The agency has taken on new obligations in the past two years in areas like post market drug safety, the creation of a pathway for follow on biologics, and regulation of new advertising channels like the Internet. But with its application load largely flat, it’s likely that FDA’s managers can re-jigger their priorities – and personnel, to absorb the looming cuts and bring staff levels to 2010 levels. Reviewers should be the last to be cut, although some newer ones could get axed.

Assuming the center gets clipped back to something near its 2010 budget and staffing levels, it will lose about 250-300 FTEs (once you factor in the higher costs for each FTE in 2012 compared to the costs in 2010). But since it takes so long to on-board people (owing to federal hiring rules) the drug center still has maybe hundreds of open slots that were authorized by the 2012 budget increases, but not yet filled. So the impact of the 250-300 lost slots is likely to be far less immediate once those open positions get frozen in order to offset the sequester loses.

It still means a number of folks will be terminated (especially contractors) and many more won’t be hired at all as open slots get held back. And since managers have limited authority to dismiss underperforming employees, and move people around (owing to government hiring rules and union restrictions), the cuts could fall most heavily on the newest hires. These are the people who are not yet burrowed in under federal work rules and can be more easily dismissed.

Yet some of these may be precisely the people that the agency most needs, because they were recruited exactly because they have skills closely matched to the agency’s current initiatives. So some of the new regulatory science policy work that FDA is doing could be hard hit, even if FDA is able to continue to keep pace with its day-to-day review function. While there will be important work that doesn’t get done, its unlikely that the cuts would have to compel the center to back off of its PDUFA review commitments. Even after the cuts, the drug center is still roughly 750 people stronger than it was just four years ago — even in a worst-case scenario.

The FDA Commissioner still retains some discretion to spare the medical product centers, and the food center, some of the brunt of these cuts.
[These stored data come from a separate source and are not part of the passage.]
PR #3956, opened 2026-08-15
fix(tests): clear the three type errors that reddened the typecheck-tests gate

JustMaier:
`scripts/ci/typecheck-tests-gate.mjs` was BLOCKED on `origin/main` at `3863adcbb0`. Three regressions arrived with tonight's merges and nobody's verification could have seen them: the root tsconfig excludes `src/**/__tests__/**`, so **`pnpm run typecheck` is blind to every one of them**. Test files have their own ratchet, and that ratchet is the only thing that looks here.

Before:

```
2 test file(s) have type errors and are NOT in the baseline:
  src/server/__tests__/minimax-h3-license.test.ts               (1)
  src/server/services/__tests__/cosmetic-phash.service.test.ts  (2)
1 baselined file(s) got WORSE:
  src/server/services/__tests__/sticker-placement.service.test.ts  16 -> 17
```

After: `PASS — no new or worsened test-file type errors.`

## The three fixes

Types fixed, nothing baselined away.

**`minimax-h3-license.test.ts`** — `~/server/common/constants` *imports* `BaseModel`, it does not re-export it (TS2459). Taken from its origin, `@civitai/shared/basemodel.constants`, which the file already imports from. Same type: `BaseModel = string`, which the test's own comment on line 35 depends on.

**`cosmetic-phash.service.test.ts`** — BigInt literals need `target: ES2020`; the repo targets ES2018 (TS2737). Rewritten as `BigInt(...)` calls rather than moving the repo's target, which is not this PR's business. `BigInt('-6421916719099894602')` and `BigInt(2)` are value-identical to the literals they replace.

**`sticker-placement.service.test.ts`** — `createStickerPlacement` grew a required `spendType: BuzzSpendType`; the shared `placeInput` fixture never did, so 17 call sites disagreed with the signature (TS2345). Three call sites had already been patched by hand with an inline `spendType`, which is why 16 of the 17 were sitting in the baseline.

This is a fixture that fell behind a signature, not a behavioural mismatch — `spendType` is threaded straight through to `holdPlacementEscrow`, which is mocked, so no assertion changes. The file goes from 16 baselined errors to **clean**.

Two deliberate choices in that fix:

- **The fixture carries `'yellow'`, and the escrow test asserts `'green'`.** They must not be the same value. `it('carries the caller currency into the escrow')` does `{ ...placeInput, spendType: 'green' }` and asserts `'green'` reached the escrow — if the fixture also said `'green'`, a `createStickerPlacement` that dropped the caller's currency entirely would still pass. Same discipline as the distinct-numbers block at the top of the file, applied to the currency.
- **The fixture is typed `CreateStickerPlacement`.** The next required field then fails once, at the fixture, instead of silently at 17 call sites — which is exactly how this one got in.

Six inline `spendType: 'yellow',` literals were removed where they sat *before* a `...placeInput` spread and were therefore already shadowed by it. The one at line 441 sits *after* the spread and is a real override; it stays.

## Baseline

Regenerated with `--write-baseline`, and it only goes **down**: `sticker-placement.service.test.ts` leaves the file entirely (16 → 0) and `remix-gallery.service.test.ts` drops 29 → 28 from an unrelated merge. `testFilesInProgram` moves 938 → 1018, which raises the gate's own positive-control floor.

## Verification

| check | result |
|---|---|
| `node scripts/ci/typecheck-tests-gate.mjs` | **PASS**, read from its printed output |
| `pnpm run typecheck` | `OK — 0 type errors`, unfiltered |
| `pnpm run lint` | exit 0 |
| `pnpm run test:unit:run` | 16 failed / 16750 passed, 6 files — the known Windows path-separator baseline |
| `blocks.router.workflow.test.ts` | **347 tests** collected |
| the three touched files | 72 / 17 / 9 tests, all green |

Positive control on the gate itself: I observed it print **BLOCKED and exit 1** before the change and **PASS and exit 0** after, in the same tree.

## Two findings I am reporting, not fixing here

1. **The gate is wired into nothing.** It appears in no `.github/workflows` job and no `package.json` script. It is a standalone file somebody has to remember to run — which is the whole reason it went red four hours after #3915 cleared it, and stayed red through several merges.
2. **`pnpm typecheck` was red in my worktree for a reason that had nothing to do with any of this**: 19 errors across `cosmetic-phash.service.ts`, `placement-escrow.service.ts` and the two grok files, all from a stale `node_modules` and Prisma client after a branch switch (`@civitai/client` beta.89 → .90; the new `Cosmetic.pHashHex` and `Placement.spendType` columns). `pnpm install && pnpm run db:generate` cleared all 19. Worth knowing before anyone reads those as real.

### DIFF
--- a/scripts/ci/typecheck-tests-baseline.json
+++ b/scripts/ci/typecheck-tests-baseline.json
@@ -1,8 +1,8 @@
 {
   "_comment": "Type errors inside src/**/__tests__/** that pnpm typecheck cannot see. Entries may shrink or disappear freely; adding one, or raising a count, is a deliberate act visible in review. Regenerate with: node scripts/ci/typecheck-tests-gate.mjs --write-baseline",
   "config": "tsconfig.tests.json",
-  "testFilesInProgram": 938,
-  "totalErrors": 801,
+  "testFilesInProgram": 1018,
+  "totalErrors": 784,
   "files": {
     "src/__tests__/pages/api/download/attachment-blocklist.test.ts": 1,
     "src/components/AppBlocks/__tests__/iframeInitController.test.ts": 4,
@@ -92,9 +92,8 @@
     "src/server/services/__tests__/nsfwLevels.buffer-flag.test.ts": 2,
     "src/server/services/__tests__/placement-escrow.service.test.ts": 27,
     "src/server/services/__tests__/reaction-stale-replica-delete.test.ts": 2,
-    "src/server/services/__tests__/remix-gallery.service.test.ts": 29,
+    "src/server/services/__tests__/remix-gallery.service.test.ts": 28,
     "src/server/services/__tests__/set-user-setting.sql.service.test.ts": 1,
-    "src/server/services/__tests__/sticker-placement.service.test.ts": 16,
     "src/server/services/__tests__/sticker-usage-database-target.test.ts": 2,
     "src/server/services/__tests__/unblock-image-nsfwlevel-reset.test.ts": 1,
     "src/server/services/__tests__/update-user-profile.sql.service.test.ts": 1,
--- a/src/server/__tests__/minimax-h3-license.test.ts
+++ b/src/server/__tests__/minimax-h3-license.test.ts
@@ -7,7 +7,7 @@ import {
   licenses as sharedLicenses,
 } from '@civitai/shared/basemodel.constants';
 import { baseModelLicenses } from '~/server/common/constants';
-import type { BaseModel } from '~/server/common/constants';
+import type { BaseModel } from '@civitai/shared/basemodel.constants';
 
 // The 2 Aug 2026 revision the on-site weights carry. A moving ref here would let
 // MiniMax rewrite the terms we point creators at, which is what section III.1's
--- a/src/server/services/__tests__/cosmetic-phash.service.test.ts
+++ b/src/server/services/__tests__/cosmetic-phash.service.test.ts
@@ -77,7 +77,7 @@ describe('normalizeCosmeticHashHex', () => {
 
 describe('legacyBigIntHash', () => {
   it('writes the legacy BIGINT only for the perceptual lane', () => {
-    expect(legacyBigIntHash('a6e0c4c4cce8a4b6', 'perceptual')).toBe(-6421916719099894602n);
+    expect(legacyBigIntHash('a6e0c4c4cce8a4b6', 'perceptual')).toBe(BigInt('-6421916719099894602'));
   });
 
   // `perceptualDct` is ALSO 64 bits, so a width check passes it. `Cosmetic.pHash`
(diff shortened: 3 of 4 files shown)


JustMaier:
Adversarial review done inline (`/code-review high`, prompted to refute, broken-until-proven). All five refutation targets came back **clean**; one low-severity finding, now fixed in `f09f3752da`.

**Refuted, with the reasoning worth keeping:**

- **The money path is not vacuous.** `spendType` is read once and forwarded to `holdPlacementEscrow` (`sticker-placement.service.ts:253`) — no branching, never written to the `Placement` row — so the extra fixture key cannot reach any other assertion. Every other `holdPlacementEscrow` assertion is `objectContaining` or a negative form.
- **I was wrong about the six deleted literals, and it does not change the outcome.** I removed them believing `...placeInput` shadowed them. It did not: the old fixture had no `spendType` key, and a spread only assigns keys it carries, so all six were live and supplied `'yellow'`. The new fixture supplies the same `'yellow'`, so all six sites are value-identical either way.
- `BigInt('-6421916719099894602') === -6421916719099894602n` → `true`, and `BigInt(2) === 2n`; both stay `bigint` for `toBe`.
- `src/shared/constants/basemodel.constants.ts` is a re-export shim for `@civitai/shared/basemodel.constants`, and `~/server/common/constants` imports `BaseModel` from that same shim without re-exporting it. Same declaration, and the file already imports values from the new specifier.
- The baseline diff has **no added entries and no raised counts** — one removal, one decrement, and `801 - 17 = 784` reconciles. `testFilesInProgram` 938 → 1018 is drift catch-up over the 50 commits since the baseline was last written; it moves the positive-control floor **up** (844 → 916), tightening the gate.

**The finding, and the fix.** Before this PR, `placeInput` carried no `spendType` at all, so no fixture edit *could* collide with the `'green'` the escrow test asserts — the non-vacuity was structural. After it, that property rested on a comment. Someone flipping the fixture default to `'green'` (plausible if green Buzz becomes the common case) would leave the test permanently green against a service that had stopped forwarding the caller's currency. Now the two values are named constants and the test asserts they differ:

```ts
const FIXTURE_SPEND = 'yellow' as const;
const CALLER_SPEND = 'green' as const;
...
expect(CALLER_SPEND).not.toBe(FIXTURE_SPEND);
```

**Two positive controls, because a guard that cannot fail is the thing this PR is about:**

1. Hardcoding `spendType: 'yellow'` in the service — dropping the caller's currency — fails exactly one test, legibly: `- "spendType": "green"` / `+ "spendType": "yellow"`, `1 failed | 71 passed`.
2. Colliding the two constants (`FIXTURE_SPEND = 'green'`) fails the new guard, legibly: `AssertionError: expected 'green' not to be 'green'`.

Both mutations reverted; `git status` clean. After the fix: file **72/72**, gate **PASS** (`784 across 140`, baseline `784 across 140`), `pnpm run typecheck` **0 errors**, eslint clean.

She should be using every tool she has to keep the cuts from impacting the core programs.

Observers are already calling these cuts “dramatic” – warning that it would decimate FDA’s programs. In view of the drug center’s recent growth, its solid leadership team, and chance that the Commissioner’s Office can absorb more of the cuts, the drug program can manage through the austerity.

Taking FDA’s budget back to 2010 levels shouldn’t be a reason for FDA’s core review programs to stutter

All of this, of course, center’s on FDA’s ability to take an earnest look at its budget and take measures to try and blunt the blow of these cuts. People close to the agency say that – until now – the White House has largely forbid the agency staff from making a realistic plan for how the sequester cuts could be mitigated. Now the FDA personnel are scrambling to put together sensible preparations.

It’s said that the White House didn’t want to weaken its hand in political negotiations over the sequester– and its current position that the earth will stop spinning the day after the cuts take place. So in the end, it may come down to whether politics or good prudence is allowed to guide the FDA’s reductions.